### abstract ###
While many models of biological object recognition share a common set of broad-stroke properties, the performance of any one model depends strongly on the choice of parameters in a particular instantiation of that model e.g., the number of units per layer, the size of pooling kernels, exponents in normalization operations, etc. Since the number of such parameters is typically large and the computational cost of evaluating one particular parameter set is high, the space of possible model instantiations goes largely unexplored.
Thus, when a model fails to approach the abilities of biological visual systems, we are left uncertain whether this failure is because we are missing a fundamental idea or because the correct parts have not been tuned correctly, assembled at sufficient scale, or provided with enough training.
Here, we present a high-throughput approach to the exploration of such parameter sets, leveraging recent advances in stream processing hardware.
In analogy to high-throughput screening approaches in molecular biology and genetics, we explored thousands of potential network architectures and parameter instantiations, screening those that show promising object recognition performance for further analysis.
We show that this approach can yield significant, reproducible gains in performance across an array of basic object recognition tasks, consistently outperforming a variety of state-of-the-art purpose-built vision systems from the literature.

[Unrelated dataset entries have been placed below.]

PR #4734, opened 2026-08-14
fix(meshcore): reserve channel 0 for the implicit Public channel (#4733)

### LINKED ISSUE #4733: [BUG] #Public gets replaced, when adding a new channel | MeshCore
**Describe the bug**
When you add a # Channel to the MeshCore device, the # Public Channel will get replaced, because the new # Channel is set as channel 0. There is no way currently to set # Public as channel 0.
In the Automation Engine, for example in the MC MT bridge, # Public is not a possible selection (because it's not in the channel list, at least the app sees it that way), but the LongFast Channel for MT is.

**To Reproduce**
1. Go to Configuration in MC source
2. Add a channel
3. Go to Channels, see the # Public get replaced.

(without a added channel)
1. Go to Automation Engine
2. Use the MT<->MC Bridge
3. See "Meshtastic channel (Primary)MT default" as a clickable option and no possible selection under MC.

**Expected behavior**
!# Public should always be channel 0 and also be recognized as a channel by the Automation Engine

**Screenshots**

Image

* Host OS: Synology
* Deployment type: Docker? Mac App? Windows App? or Baremetal? 
Docker Compose, 4.14.1
no
* Database backend: SQLite, PostGreSQL, or MySQL
SQLite
* Node type: (Heltec V4, Station G2, meshtastid, pi hat, etc)
SeeedStudio ESP32-S3 (both)
* Node Connection Type: Wifi, serial-bridge, ble-bridge, etc
MeshCore via USB, Meshtastic via WiFi
no

**Additional context**

Yeraze:
## Summary

Fixes #4733.

MeshCore's slot-0 "Public" broadcast channel is never reported by firmware with a name or secret — `GetChannel(0)` on an unconfigured Public slot returns an empty name and an all-zero 16-byte secret, identical to any other unused slot (confirmed directly in the `@liamcottle/meshcore.js` connection layer, which comments channel index 0 as "reserved (0 for now, ie. 'public')"). MeshMonitor's `isConfiguredMeshCoreChannel` filter therefore always treated it as empty, so it never got a DB row. Two symptoms followed:

1. **"Add channel" displaced Public.** The next-free-slot scan started at index 0, so the very first channel a user added landed on slot 0 and overwrote the implicit Public channel.
2. **The Automation Engine couldn't target Public.** Its "On channel" picker is built directly from the `channels` table (`databaseService.channels.getAllChannels(sourceId)`), and since Public never had a row, it was never selectable — while Meshtastic's equivalent Primary/LongFast channel (which *does* get a row) showed up fine.

## Changes

- `src/server/meshcoreManager.ts`: `syncChannelsFromDevice` now seeds a synthetic "Public" DB row for slot 0 whenever the device doesn't report a real channel there, and slot 0 is now exempt from the reconcile-delete pass (so the synthetic row is never treated as a stale entry to clean up). A device that *does* report a real, named channel at slot 0 is left untouched — only genuinely empty/unreported slot 0s get the placeholder.
- `src/components/MeshCore/MeshCoreChannelsConfigSection.tsx`: the "Add channel" free-slot scan now starts at index 1 instead of 0 (belt-and-braces — the server-side seeding above already keeps slot 0 occupied in the DB after the first sync, but this protects the very first add before any sync has landed).
- `src/server/routes/channelRoutes.ts`: `PUT /channels/:id` now rejects writes to channel 0 for MeshCore sources outright (`MESHCORE_CHANNEL_ZERO_RESERVED`), so a race or a direct API call can't clobber Public either. Deleting an existing (pre-fix) misconfigured channel 0 is still allowed, so an affected user can reclaim the slot.

## Test plan

- [x] Added/updated unit tests in `meshcoreManager.channels.test.ts` covering: empty channel list seeds Public, a real channel elsewhere still seeds Public for slot 0, a real user channel at slot 0 is never overwritten by the placeholder, and slot 0 is never deleted during reconciliation.
- [x] Added a regression test in `MeshCoreChannelsConfigSection.test.tsx` asserting "Add channel" proposes index 1, never 0, even from an empty channel list.
- [x] Added a route test in `channelRoutes.test.ts` asserting `PUT /channels/0` on a MeshCore source 400s with `MESHCORE_CHANNEL_ZERO_RESERVED` and never reaches the device manager.
- [x] `npm run typecheck` clean.
- [x] `npm run lint:ci` clean (no new baseline violations).
- [x] Full `vitest` suite run locally (after initializing the `protobufs`/`takpacket-sdk` submodules) — 0 failures outside the pre-existing environmental protobuf-submodule gap, which resolved once submodules were initialized.

-- Authored by Roger 🤓

---
_Generated by [Claude Code](https://claude.ai/code/session_014zL3jf2cVS5MnFFXhCGWB9)_

### DIFF
--- a/src/components/MeshCore/MeshCoreChannelsConfigSection.test.tsx
+++ b/src/components/MeshCore/MeshCoreChannelsConfigSection.test.tsx
@@ -158,6 +158,25 @@ describe('MeshCoreChannelsConfigSection — add channel', () => {
     expect(secretInput.value).toBe('0102030405060708090a0b0c0d0e0f10');
   });
 
+  // Regression for #4733: slot 0 is the implicit MeshCore "Public" channel.
+  // "Add channel" must never propose it, even starting from a completely
+  // empty channel list (e.g. before the first device sync has landed).
+  it('never proposes slot 0, even with an empty channel list', async () => {
+    csrfFetchMock.mockResolvedValueOnce(jsonResponse([]));
+
+    render(
+      <MeshCoreChannelsConfigSection baseUrl="" sourceId="src-a" canWrite={true} />,
+    );
+    await waitFor(() =>
+      expect(screen.getByText('No channels reported by the device yet.')).toBeTruthy(),
+    );
+
+    fireEvent.click(screen.getByText('+ Add channel'));
+
+    expect(screen.getByText('Adding channel 1')).toBeTruthy();
+    expect(screen.queryByText('Adding channel 0')).toBeNull();
+  });
+
   it('Save sends PUT to /api/channels/<idx> with base64 PSK + sourceId, then re-fetches', async () => {
     csrfFetchMock
       // initial list
--- a/src/components/MeshCore/MeshCoreChannelsConfigSection.tsx
+++ b/src/components/MeshCore/MeshCoreChannelsConfigSection.tsx
@@ -173,10 +173,14 @@ export const MeshCoreChannelsConfigSection: React.FC<MeshCoreChannelsConfigSecti
     return () => { cancelled = true; };
   }, [baseUrl, sourceId, csrfFetch, reloadTick]);
 
-  // Find the smallest free channel index (starting at 0). Used by "Add channel".
+  // Find the smallest free channel index, starting at 1 — slot 0 is reserved
+  // for MeshCore's implicit "Public" channel and must never be offered as a
+  // destination for a newly added channel (issue #4733). The server mirrors
+  // this with a hard reject on writes to channel 0; this is the UI-side
+  // belt-and-braces so "Add channel" never even proposes it.
   const nextFreeIdx = useMemo(() => {
     const used = new Set(channels.map(c => c.id));
-    for (let i = 0; i < 256; i++) if (!used.has(i)) return i;
+    for (let i = 1; i < 256; i++) if (!used.has(i)) return i;
     return 255;
   }, [channels]);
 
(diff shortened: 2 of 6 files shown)


Yeraze:
Thanks for the review — addressed in dbc7ada:

- **#1 (delete-then-resync re-seeds Public)**: confirmed intentional, not a gap — that's the documented recovery path ("delete channel 0 to restore Public"). Added a code comment on `deleteChannel()` making that explicit, plus a manager-level test (`deleteChannel(0) re-seeds the synthetic Public row...`) and a route-level test (`DELETE /channels/0` is allowed for MeshCore, unlike PUT) so the behavior is regression-tested going forward.
- **#4 / #5 (missing tests)**: added, see above.
- **#6 (error message clarity)**: reworded — it now explicitly says DELETE is still allowed on slot 0 and that's the fix path, rather than the ambiguous "delete it."

Left out of scope for this PR:
- **#2 (`nextFreeIdx` 255 fallback)**: pre-existing behavior (I only changed the loop's start index, not the fallback) and firmware caps channel count well under 255 in practice, so it's not reachable today. Happy to fix in a follow-up if you'd rather not carry it, but didn't want to scope-creep a one-line UI edge case into a channel-0-reservation fix.
- **#3 (index-based test assertions) / #7 (constant reuse in tests)**: both fair style nits, but low-value on their own — the seed order is guaranteed by the implementation (single synthetic upsert always appended after the real-channel loop), so the current assertions aren't actually fragile in practice.

All tests green, typecheck and lint:ci clean.

-- Authored by Roger 🤓

---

As the scale of available computational power continues to expand, we argue that this approach has the potential to greatly accelerate progress in both artificial vision and our understanding of the computational underpinning of biological vision.
### introduction ###
The study of biological vision and the creation of artificial vision systems are naturally intertwined exploration of the neuronal substrates of visual processing provides clues and inspiration for artificial systems, and artificial systems, in turn, serve as important generators of new ideas and working hypotheses.
The results of this synergy have been powerful: in addition to providing important theoretical frameworks for empirical investigations, biologically-inspired models are routinely among the highest-performing artificial vision systems in practical tests of object and face recognition CITATION CITATION .
However, while neuroscience has provided inspiration for some of the broad-stroke properties of the visual system, much is still unknown.
Even for those qualitative properties that most biologically-inspired models share, experimental data currently provide little constraint on their key parameters.
As a result, even the most faithfully biomimetic vision models necessarily represent just one of many possible realizations of a collection of computational ideas.
Truly evaluating the set of biologically-inspired computational ideas is difficult, since the performance of a model depends strongly on its particular instantiation the size of the pooling kernels, the number of units per layer, exponents in normalization operations, etc. Because the number of such parameters is typically large, and the computational cost of evaluating one particular model is high, it is difficult to adequately explore the space of possible model instantiations.
At the same time, there is no guarantee that even the correct set of principles will work when instantiated on a small scale.
Thus, when a model fails to approach the abilities of biological visual systems, we cannot tell if this is because the ideas are wrong, or they are simply not put together correctly or on a large enough scale.
As a result of these factors, the availability of computational resources plays a critical role in shaping what kinds of computational investigations are possible.
Traditionally, this bound has grown according to Moore's Law CITATION, however, recently, advances in highly-parallel graphics processing hardware have disrupted this status quo for some classes of computational problems.
In particular, this new class of modern graphics processing hardware has enabled over hundred-fold speed-ups in some of the key computations that most biologically-inspired visual models share in common.
As is already occurring in other scientific fields CITATION, CITATION, the large quantitative performance improvements offered by this new class of hardware hold the potential to effect qualitative changes in how science is done.
In the present work, we take advantage of these recent advances in graphics processing hardware CITATION, CITATION to more expansively explore the range of biologically-inspired models including models of larger, more realistic scale.
In analogy to high-throughput screening approaches in molecular biology and genetics, we generated and trained thousands of potential network architectures and parameter instantiations, and we screened the visual representations produced by these models using tasks that engage the core problem of object recognition tolerance to image variation CITATION CITATION, CITATION, CITATION.
From these candidate models, the most promising were selected for further analysis.
We show that this large-scale screening approach can yield significant, reproducible gains in performance in a variety of basic object recognitions tasks and that it holds the promise of offering insight into which computational ideas are most important for achieving this performance.
Critically, such insights can then be fed back into the design of candidate models, further guiding evolutionary progress.
As the scale of available computational power continues to expand, high-throughput exploration of ideas in computational vision holds great potential both for accelerating progress in artificial vision, and for generating new, experimentally-testable hypotheses for the study of biological vision.